### The task:
Give back a single number: the count of lines in the data that contain the string "apply".

[Collected data]
········

PR #18, opened 2023-05-26
Add some of the UB semantics to InstCombine and integrate with Mathlib's Bitvec

goens:


goens:
This is WIP but we can merge it to unblock others (e.g. @ChrisHughes24 or @bollu) to work with this, as suggested on Zulip by @bollu and @tobiasgrosser

bollu:
@goens could you please nuke the `Tensor1D` file before merging into main? That should fix CI, correct?

PR #19, opened 2023-05-28
feat: Add auto generated examples from Alive

bollu:
We can now auto generate Alive examples. I changed the API of `InstCombineBase` in two or three places and left notes.

Tl;DR

1. We can't have two types of bitvec, `bitvec` and `bitvec_option`, since LLVM has only one type of bitvectors. I suggest we model this by mapping `bitvec` into `Option (Bitvector w)`, and doing the wrapping and unwrapping ourselves in the semantics of the operation. 
2. We need to define a new `Bitvector.ofInt'`, that takes a bitvector, and an integer, and converts the integer into a bitvector of the given width. The Lean definition `Bitvector.ofInt` adds one extra bit (to the width of the bitvector) which makes it a no-go, unfortunately. 

The interesting changes to Alive are at:

https://github.com/bollu/alive/compare/a481bfaa574a65a12b0e87b9b6773271a4395d00...e55b33ed712a743bb65531cf149b71e4e430abd7#diff-398f74351065d8eabd4a829028f092764eeca4cdacef31e2b57d8b2b1855e3f6

which adds a custom Lean IR into the alive codebase (which represents our SSA IR), and then performs the appropriate translation from `Alive IR -> Lean IR -> string output`. This code is fairly clean, and ought to be easy to extend. We produce errors for operations we do not cover yet. 

```
error: cannot convert value '(-1 - C)' (type: 'constants.CnstBinaryOp')
error: cannot convert value '(C1 & C2)' (type: 'constants.CnstBinaryOp')
error: cannot convert value '(C1 & ~C)' (type: 'constants.CnstBinaryOp')
error: cannot convert value '(C + 1)' (type: 'constants.CnstBinaryOp')
error: cannot convert value '(C - 1)' (type: 'constants.CnstBinaryOp')
error: cannot convert value '(C - C2)' (type: 'constants.CnstBinaryOp')
error: unknown binop 'ashr i31 %X, C' ; bop.op = '8'
error: unknown binop 'ashr %nx, %y' ; bop.op = '8'
error: unknown binop 'lshr 1, %op0RHS' ; bop.op = '9'
error: unknown binop 'lshr %e1, C2' ; bop.op = '9'
error: unknown binop 'mul %a, %b' ; bop.op = '2'
error: unknown binop 'mul %x, -1' ; bop.op = '2'
error: unknown binop 'sdiv exact %X, %Y' ; bop.op = '4'
error: unknown binop 'sdiv i5 %X, %Y' ; bop.op = '4'
error: unknown binop 'sdiv %X, -1' ; bop.op = '4'
error: unknown binop 'shl 1, %op0RHS' ; bop.op = '7'
error: unknown binop 'srem i9 %X, %Op1' ; bop.op = '6'
error: unknown binop 'udiv 1, %X' ; bop.op = '3'
error: unknown binop 'urem 1, %Op1' ; bop.op = '5'
error: unknown instruction 'icmp eq %a, 0'
error: unknown instruction 'select i1 %a, %a, %b'
error: unknown instruction 'sext %a'
error: unknown instruction 'trunc %a'
error: unknown instruction 'zext %a'
```


goens:
cool, thanks a lot!

1. makes a lot of sense
2. I don't really understand the problem? Why can't we then just call it with `Nat.pred width`? (and handle the zero case especially). Or is that what you want to do with `ofInt'`?

bollu:
2. Yes, exactly, that's what `ofInt'` is for. Hide the implementation details of building a bitvector.

bollu:
@goens if we are happy the patch, I'd suggest merging, and then I can offload the work of fixing the definitions of `Bitvector` to the code owner of the InstCombine semantics,ie, you ;)

SSA/Projects/InstCombine/InstCombineBase.lean
```diff
@@ -109,11 +113,11 @@ def eval (o : Op)
     | Op.ashr _ => match arg with
       | (arg₁,arg₂) => Bitvec.sshr arg₁ arg₂.toNat
     | Op.const c => c
-    | Op.sub _ => uncurry Bitvec.sub arg
-    | Op.add _ => uncurry Bitvec.add? arg
-    | Op.mul _ => uncurry Bitvec.mul? arg
-    | Op.sdiv _ => uncurry Bitvec.sdiv? arg
-    | Op.udiv _ => uncurry Bitvec.udiv? arg
+    | Op.sub _ => (uncurry Bitvec.sub arg)
+    | Op.add _ => (uncurry Bitvec.add? arg).get!
```
goens, line 117: I'd rather have a sorries than `get!`s here to be frank

bollu: @goens sure, SGTM. I'll make the change.

bollu: BTW, for reference, I am happy with you pushing to this branch and then merging once you're happy with the `get! -> sorry` conversion.

PR #23, opened 2023-05-31
Define a Refinement relation

goens:
Allows us to properly state the theorems for UB

### DIFF
--- a/SSA/Projects/InstCombine/ForMathlib.lean
+++ b/SSA/Projects/InstCombine/ForMathlib.lean
@@ -4,6 +4,7 @@ import Mathlib.Algebra.Group.InjSurj
 import Mathlib.Tactic.Ring
 import Mathlib.Data.Int.Cast.Lemmas
 import Mathlib.Data.ZMod.Basic
+import Mathlib.Order.Basic
 
 namespace Vector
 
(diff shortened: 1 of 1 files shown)


bollu:
Overall, looks good to me! I would personally develop the theory in full generality, talking about a refinement for `Option a`. However, the specialization we have here may help with general type inference.

goens:
There's actually an instance of `LT` for option for an arbitrary relation, I thought using it, and I could probably refactor it to be `Option.lt Eq`:

https://github.com/leanprover/lean4/blob/28538fc74889ea2dedbc30e236ce26492e5823ca/src/Init/Data/Option/Basic.lean#L65

I just found out this existed when the instances clashed actually, so I wasn't sure it was worth it, but I'd be happy to do that refactoring if you think it is.

SSA/Projects/InstCombine/ForMathlib.lean
```diff
@@ -424,6 +425,45 @@ theorem shl_ushr_eq_and_shl {w : Nat} {x C : Bitvec w.succ} :
...
+  { apply isTrue; exact Refinement.noneAny }
+  { apply isFalse; intro h; cases h }
+  { rename_i val val'
+    cases (decEq val val')
+    { apply isFalse; intro h; cases h; contradiction } 
+    { apply isTrue; apply Refinement.bothSome; assumption }
+  }
+  
+
+instance {w : Nat} : LE (Option (Bitvec w)) := ⟨Refinement⟩
```
ChrisHughes24, line 459: My mathlib brain says not to make these global instances because there are maybe other orders it could be and it's not clear what `LE` is. I would just define a different notation for it and generalize `refinement` to `Option A`

PR #24, opened 2023-05-31
WIP: Bitfid

goens:
This is to try and get the bitfid decision procedure working in an IR using the (T)SSA framework.


bollu:
@goens am I right in understanding that this is now super-ceded by the development upstream, and if so, it's safe to close the PR?

goens:
@bollu I'm not sure if I would agree with the term "superseeded" (I think it's an interesting question, whether Chris' tactic is actually subsumed by the upstream development), but I think it is safe to close this PR regardless.

PR #25, opened 2023-06-02
Option bitvec

goens:
Push the `Option` into the denotation of the UserType for UB in Alive

### DIFF
--- a/SSA/Core/Util.lean
+++ b/SSA/Core/Util.lean
@@ -3,6 +3,24 @@ import Mathlib.Data.Fin.Basic
 @[simp]
 def uncurry (f : α → β → γ) (pair : α × β) : γ := f pair.fst pair.snd
 
+@[simp]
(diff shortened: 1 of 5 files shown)


goens:
@bollu I feel there's going to be some Kleisli whatnot names for the functions I added in `Util`, maybe you can suggest the proper names for them :)

bollu:
@goens don't know the name, we would call it `liftA2 (,)` or `liftA3 (,,)`, wouldn't give them names :D

goens:
@bollu so are you fine with the current names? Or should we rename them (and what about `pairBind`)? does the rest look okay to you?

bollu:
I am happy with the current names :)

bollu:
@goens Can we refactor `(fun x y => (x == y) ::ᵥ Vector.nil)` and similar into a common function `Bool.toBitVector: Bool -> Bitvec`

goens:
@bollu I'll do you one better and just use `Coe`s :)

········

### Final answer:
4